Trump claimed in February that “Anybody that needs a test can get a test,” but that has never been true. And it’s looks like, in the United States, that never will be true. There has been a fair amount of conjecture everywhere about what use the tests are now that the virus is galloping merrily through the population. Yes, of course it’s still better to know. But maybe soon an antibody test will be more useful? That will tell us who has already battled the virus and won.
In the meantime, without accurate numbers of those infected, all of the scientific prediction models leaders are using to address the crisis can only be applied approximately. Unlike the Chinese, Italians and South Koreans, we are making it up as we go along.
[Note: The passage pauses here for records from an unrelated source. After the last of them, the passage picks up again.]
PR #1000, opened 2026-07-14
fix: safely deduplicate missing-transcript replays

ralf003:
## What
Handle `afterTurn` when Lossless cannot read a tracked transcript but retains its checkpoint. The reconciler emits `transcriptUnavailableWithCheckpoint`, and the dedup path suppresses a full runtime replay only when every transcript entry ID is already persisted.

## Why
`transcriptCovered` means the transcript was read through its frontier, so the missing-file path cannot assert it. Treating second-truncated timestamps as replay proof can discard a genuinely new repeated row. Exact transcript entry IDs provide deterministic proof while ambiguous batches retain the established degraded dedup behavior.

## Changes

- Add missing-transcript checkpoint signal
- Require persisted IDs for replay drops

Because we don’t know how many people have the virus, we can only guess when our hospitals will be inundated, and by roughly how many people. We can only shut down our states and cities and towns based on how many people have tested positive (a faulty strategy, but one very much in use) — but who knows what that number is? News and information programs bemoan the lack of testing on daily basis, probably an hourly one. How can we order supplies, build or convert facilities for patients, or make economic projections, or do much of anything that might help us, without testing data?
A lot of people believe Trump refused to test because he didn’t want to know the numbers — and he didn’t want us to know them, either. He talked about “keeping the numbers low” because he wanted to be able to say “We have only a few cases here.” A high number would attach to his legacy. It would drive down the stock market and the economy. It could lead to widespread panic. And it could prevent his re-election in November.
It’s a bitter irony that all of that will definitely or probably happen now, so being kept in the dark didn’t achieve his ends, and it definitely didn’t achieve ours. What we want is to fight and fight well. Yes, like the South Koreans. But like a bad general Trump is making losers out of us.